I think Ben's second and following sentences here are symptomatic of a common
fallacy, or more precisely of common misinformation and ignorance. No one has
said or implied that biological nervous systems have a monopoly on viable
methodologies for sensation, perception, and/or cognition. There probably are
many different ways in which these types of problems can be tackled. We do
have a considerable amount of knowledge about the human brain, and (for
the time being more to the point) about invertebrate nervous systems and the
actions of individual neurons. And finally, correspondence to biological
systems, while important, is by no means a single and easily acheived goal
(see below). On the other hand, we can say at least two things about the
current state of implemented cognition:
1) The methods we now call 'classical' AI, starting from about the late
1950's or early 60's, have not made an appreciable dent in their original
plans nor even lived up to their original claims. To refresh your memory,
a quote from 1958:

"...there are now in the world machines that think, that learn and
that create. Moreover, their ability to do these things is going to
increase rapidly until --in a visible future-- the range of problems
they can handle will be coextensive with the range to which the human
mind has been applied."

This quote is from H. Simon and A. Newell in "Heuristic Problem Solving:
The Next Advance in Operations Research" in _Operations Research_ vol 6,
published in *1958*. (It was recently quoted by Dreyfus and Dreyfus in the
Winter 1988 edition of Daedalus, on page 19.) We seem to be no closer to
the realization of this claim than we were thirty years ago.
2) We do have one instance that proves that sensation, perception, and
cognition are possible: natural nervous systems. Thus, even though there
may be other ways of solving the problems associated with vision, for
example, it would seem that adopting some of the same strategies used by
other successful systems would increase the likelyhood of our success.
While it is true that there is more unknown than known about nervous
systems, we do know enough about neurons, synapses, and small aggregates
of neurons to begin to simulate their structure and function.

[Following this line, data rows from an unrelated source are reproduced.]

Issue #8256, opened 2021-06-18
Migration import stops on different issues


tclaus:
Some Issues while importing a random migration file

rails aborted!
DiasporaFederation::Federation::Fetcher::NotFetchable: Failed to fetch Post:6036f0c5f9f5f09761ab3ed9b3e1f03b8695d1b8 from neo@friendica.produnis.de: RuntimeError: Failed to fetch https://friendica.produnis.de/fetch/post/6036f0c5f9f5f09761ab3ed9b3e1f03b8695d1b8: 404
/Users/thorstenclaus/.rvm/gems/ruby-2.6.6@diaspora/gems/diaspora_federation-0.2.6/lib/diaspora_federation/federation/fetcher.rb:15:in `rescue in fetch_public'
/Users/thorstenclaus/.rvm/gems/ruby-2.6.6@diaspora/gems/diaspora_federation-0.2.6/lib/diaspora_federation/federation/fetcher.rb:10:in `fetch_public'
/Users/thorstenclaus/.rvm/gems/ruby-2.6.6@diaspora/gems/diaspora_federation-0.2.6/lib/diaspora_federation/entities/related_entity.rb:43:in `fetch'
/Users/thorstenclaus/.rvm/gems/ruby-2.6.6@diaspora/gems/diaspora_federation-0.2.6/lib/diaspora_federation/entities/reshare.rb:54:in `validate_root'
/Users/thorstenclaus/.rvm/gems/ruby-2.6.6@diaspora/gems/diaspora_federation-0.2.6/lib/diaspora_federation/entities/reshare.rb:66:in `tap'
/Users/thorstenclaus/.rvm/gems/ruby-2.6.6@diaspora/gems/diaspora_federation-0.2.6/lib/diaspora_federation/entities/reshare.rb:66:in `from_hash'
/Users/thorstenclaus/.rvm/gems/ruby-2.6.6@diaspora/gems/diaspora_federation-0.2.6/lib/diaspora_federation/entity.rb:124:in `from_json'
/Users/thorstenclaus/Documents/develop/web-projects/diaspora/lib/archive_importer/entity_importer.rb:27:in `entity'
/Users/thorstenclaus/Documents/develop/web-projects/diaspora/lib/archive_importer/entity_importer.rb:14:in `import'
/Users/thorstenclaus/Documents/develop/web-projects/diaspora/lib/archive_importer/own_entity_importer.rb:7:in `import'
[...]

Issue #8019, opened 2019-05-20
Optimize archive import with lots of dead (offline pods) contacts


jhass:
So my account migration took about 36 hours or so, that is because it tries to fetch all dead people in my contacts and reshares. If we can somehow  cache that a fetch failed from the validator pass, or just disable the fetch in the import pass, that should provide a tremendous speedup for the case of many dead contacts.

goobertron:
Would it make sense to prune these from the account data before it is packaged for export?

SuperTux88:
No, this needs to be handled during the import. Pods are maybe still up when you export your profile, but are down a week later, or if your export is really old, maybe even years later (and the import works also with an old archive, every archive created with 0.7.0.0 or newer should work for import).

goobertron:
I understand that in some cases an archive will be imported long after export, but I don't think that was the case in Jonne's test. I imagined that in this case it was a lot of long-closed accounts that had been sharing with his account and had never been pruned before.

If that's the case, or if that's a possible case, it might be worth either periodically pruning accounts from dead pods from an account's active sharing relationships (perhaps putting them in an 'inactive' status so they can be re-activated as contacts if the account becomes live again) or doing this pruning at the time of export as well as at import. There then might be a cleaner exported data package, and neither step would take a huge amount of time.

If I'm misunderstanding some technical detail, don't feel you need to spend time trying to explain it to me; just ignore me. I thought I'd make the suggestion in case I had thought of a useful method to think about. If not, that's fine.

SuperTux88:
You need to do it during import anyway, so there is no need to do it twice, and the export is also already a long enough process anyway. And there is the possibility that your new pod already knows the (then not missing) resource, even if the pod is down at the moment, so it can import your reshare, but couldn't if you would have filtered it during export.

PR #8257, opened 2021-06-23
Migration: Fixing import  issues / Speed up repeated unknown pod detection

tclaus:
It handles some migration issues listed in #8256, please check @cmrd-senya, @jhass, @Flaburgan .
(Import stops when posts comments or likes don't have a parent/author),
It handles #8019 (caching person fetches from remotes)

For this reason I changed the Person.find_or_fetch_by_identifier function. It now won't raise a NotFetchable exception, it just returns nil or the person object. Some callers rely on nil (which was never returned), some other rely on exception. IMHO this function should return an existing person from local store or by fetching, but never raise an exception. 
Now,  Person.find_or_fetch_by_identifier  returns a person, or nil. Callers are adapted to this behaviour.

@cmrd-senya : I left over a failing test, which I can't fix, maybe you have on eye on this? 
@jhass : can you check import - times with your archive file?

### DIFF
--- a/lib/archive_importer/own_relayable_importer.rb
+++ b/lib/archive_importer/own_relayable_importer.rb
@@ -2,6 +2,8 @@
 
 class ArchiveImporter
   class OwnRelayableImporter < OwnEntityImporter
+    class NoParentError < RuntimeError; end
+
     def entity
       fetch_parent(symbolized_entity_data)
       entity_class.new(symbolized_entity_data)
@@ -19,6 +21,8 @@ class ArchiveImporter
         break entity_class::PARENT_TYPE if entity_class.const_defined?(:PARENT_TYPE)
       }
       entity = Diaspora::Federation::Mappings.model_class_for(type).find_by(guid: data.fetch(:parent_guid))
+      raise NoParentError if entity.nil?
+
       data[:parent] = Diaspora::Federation::Entities.related_entity(entity)
     end
   end
--- a/spec/lib/archive_importer/post_importer_spec.rb
+++ b/spec/lib/archive_importer/post_importer_spec.rb
@@ -113,5 +113,34 @@ describe ArchiveImporter::PostImporter do
         end
       end
     end
+
+    context "with reshare" do
+      let(:guid) { UUID.generate(:compact) }
+      let(:entity_json) { JSON.parse(<<~JSON) }
+        {
+          "entity_data" : {
+             "created_at" : "2015-10-19T13:58:16Z",
+             "guid" : "#{guid}",
+             "author" : "#{new_user.diaspora_handle}",
+             "root_author" : "author@example.com",
+             "root_guid" : "#{UUID.generate(:compact)}"
+          },
+          "entity_type" : "reshare"
+        }
+      JSON
+
+      context "with unknown root author" do
+        it "handles missing person" do
+          allow(DiasporaFederation::Federation::Fetcher).to receive(:fetch_public)
+            .and_raise(DiasporaFederation::Federation::Fetcher::NotFetchable)
+
+          expect {
+            instance.import
+          }.not_to raise_error
+
+          expect(Reshare.find_by(guid: guid)).to be_nil
+        end
+      end
+    end
   end
 end
--- a/lib/archive_importer/entity_importer.rb
+++ b/lib/archive_importer/entity_importer.rb
@@ -15,12 +15,14 @@ class ArchiveImporter
     rescue DiasporaFederation::Entities::Signable::SignatureVerificationFailed,
            DiasporaFederation::Discovery::InvalidDocument,
            DiasporaFederation::Discovery::DiscoveryError,
+           DiasporaFederation::Federation::Fetcher::NotFetchable,
+           OwnRelayableImporter::NoParentError,
            ActiveRecord::RecordInvalid => e
       logger.warn "#{self}: #{e}"
+      self.persisted_object = nil
     end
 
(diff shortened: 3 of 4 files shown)


spec/federation_callbacks_spec.rb
```diff
@@ -231,14 +231,12 @@
       expect(key.to_s).to eq(person.serialized_public_key)
     end
 
-    it "forwards the DiscoveryError when the person can't be fetched" do
+    it "return nil if the person can't be fetched" do
       diaspora_id = Fabricate.sequence(:diaspora_id)
       expect(Person).to receive(:find_or_fetch_by_identifier).with(diaspora_id)
-        .and_raise(DiasporaFederation::Discovery::DiscoveryError)
+        .and_return(nil)
```
diaspora-code-review, line 237: Layout/MultilineMethodCallIndentation: Align `.and_return` with `.with` on line 236.

tclaus:
Reminder: To enable/disable local caching on your dev machine you can toggle it (without changing configuration files) with: 
$: rails dev:cache

I also added a statement to the spec helpers to clear any caches between each test.

spec/lib/archive_importer/post_importer_spec.rb
```diff
@@ -113,5 +113,39 @@
...
+        it "doesn't raise error" do
+          expect {
+            instance.import
+          }.not_to raise_error
+        end
+      end
+    end
   end
-end
+end
```
diaspora-code-review, line 151: Layout/TrailingEmptyLines: Final newline missing.

lib/archive_importer/own_relayable_importer.rb
```diff
@@ -19,7 +21,9 @@ def fetch_parent(data)
         break entity_class::PARENT_TYPE if entity_class.const_defined?(:PARENT_TYPE)
       }
       entity = Diaspora::Federation::Mappings.model_class_for(type).find_by(guid: data.fetch(:parent_guid))
-      data[:parent] = Diaspora::Federation::Entities.related_entity(entity)
+      raise NoParentError if entity.nil?
```
SuperTux88, line 24: The same question as in https://github.com/diaspora/diaspora/pull/8010#discussion_r281341950 still exists. In theory this shouldn't happen, because in the validate step it already tries to fetch all the entities here

https://github.com/diaspora/diaspora/blob/f85f167f505985c6c34dc77f5c29493e28d7aa20/lib/archive_validator/own_relayable_validator.rb#L15-L17

using

https://github.com/diaspora/diaspora/blob/f85f167f505985c6c34dc77f5c29493e28d7aa20/lib/diaspora/federated/fetchable.rb#L9-L17

which already returns nil when not being able to be fetched, and if the parent is nil, it's not valid:

https://github.com/diaspora/diaspora/blob/a3196a108946eb331d007add064182e558e448aa/lib/archive_validator/relayable_validator.rb#L16-L18

which then should remove all invalid entities during the validation phase, so they aren't tried to be actually imported:

https://github.com/diaspora/diaspora/blob/f85f167f505985c6c34dc77f5c29493e28d7aa20/lib/archive_validator/collection_validator.rb#L9-L13

If this doesn't work as expected, it also means a lot of the things are done twice, which isn't intended (and could also lead to longer runtimes). If you have steps to reproduce this and can debug why entities that don't exist still end up at this point and aren't filtered out earlier already, it would be good to know and should be fixed there instead.

SuperTux88 (changes requested):
This isn't a full review yet, just a few comments about some basic stuff which probably changes a lot of the rest of the PR anyway.

tclaus:
@SuperTux88 I give up. Sorry - I didn't understand the validation process in depth so that I can check all needed authors, parents and entries and fix tests and implement all as a validation.

lib/archive_importer/own_relayable_importer.rb
tclaus: The part: find_by(guid: data.fetch(:**parent_guid**))  makes the problem here, not detected by the validator. 
But we already talked that it seems to be inconvenient to fetch everything in the validation part.

Flaburgan:
> @SuperTux88 I give up. Sorry - I didn't understand the validation process in depth so that I can check all needed authors, parents and entries and fix tests and implement all as a validation.

If I understand correctly, you since had a call with @SuperTux88 to solve this point. So what is the status of that pull request now?

tclaus:
My status is, that first idea was to push checks into the validation part, which did not succeed because of needed code changes. Another (more inportant) point was that fetching everything during validation is not what a validation process should do. 

After some code attempts, I implemented the smallest possible solution in this PR. 
To get forward and have one working branch I also rebased the upload-migration file branch  to this work. 

Status is: it just works. (Until someone else Codes a „better“ solution).

tclaus:
@SuperTux88 As discussed, I have tried to make the smallest possible working solution without rebuilding the validation part. This solution gives what it should give.
With this in mind - could you check this again and possible approve (and merge) this? 
It will be let the #8274 working.

SuperTux88:
I ended up merging https://github.com/diaspora/diaspora/pull/8010 because it had separate commits for the two different problems and also had a test for both problems. But I merged in the test from here since this was more generic (tests generic fetch problem and not only discovery errors).

Thanks for the work on this anyway since we finally found an answer for the original question in that PR :cookie:

Flaburgan:
Awesome to finally see this merged!

tclaus:
Thanks for your analysis - to finally found a solution.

The issue of how much to simulate is a valid and interesting one. Natural
nervous systems have had many millions of years to evolve their solutions
(much longer than we hope to have to take with our artificial systems), but
then they have been both undirected in their evolution and constrained by
the resources and techniques available to biological systems. This would
seem to argue for only limited biological relevance to artificial solutions:
e.g., where neurons have axons, we can simply use wires. On the other hand,
natural systems also have the tendency to take a liability and make it into
a virtue. For example, while axons are not simple 'wires', and in fact are
much slower, larger, and more complex than wires, they can also act as active
parts of the whole system, enabling such things as temporal differentiation
to occur easily and without much in the way of cellular overhead. Thus,
while we probably will not want to create fully detailed simulations of
neurons, synapses, and neural structures, we do need to understand what
advantages are embodied in the natural approach and extract them for use in
our artifices while carefully excluding those things that exist only by
being carried along with the main force of the evolutionary current.
All of this is not to say that AI researchers shouldn't look at "weird and
wonderful models" of perception and cognition; this is after all precisely
what they have been doing for the past thirty years. The only assertion here
is that this approach has not yielded much in the way of fertile results
(beyond the notable products such as rule-based systems, windowed displays,
and the mouse :-) ), and that with new technology, new knowledge of biological
systems, and a new generation of researchers, the one proven method for
acheiving real-time sensation, perception, and cognition ought to be given
its chance to fail.

Responses welcomed.

--
Mike Sellers ...!tektronix!sequent!mntgfx!msellers
Mentor Graphics Corp., EPAD msellers@mntgfx.MENTOR.COM
"AI is simply the process of taking that which is meaningful, and making it
meaningless." -- Tom Dietterich (admittedly, taken out of context)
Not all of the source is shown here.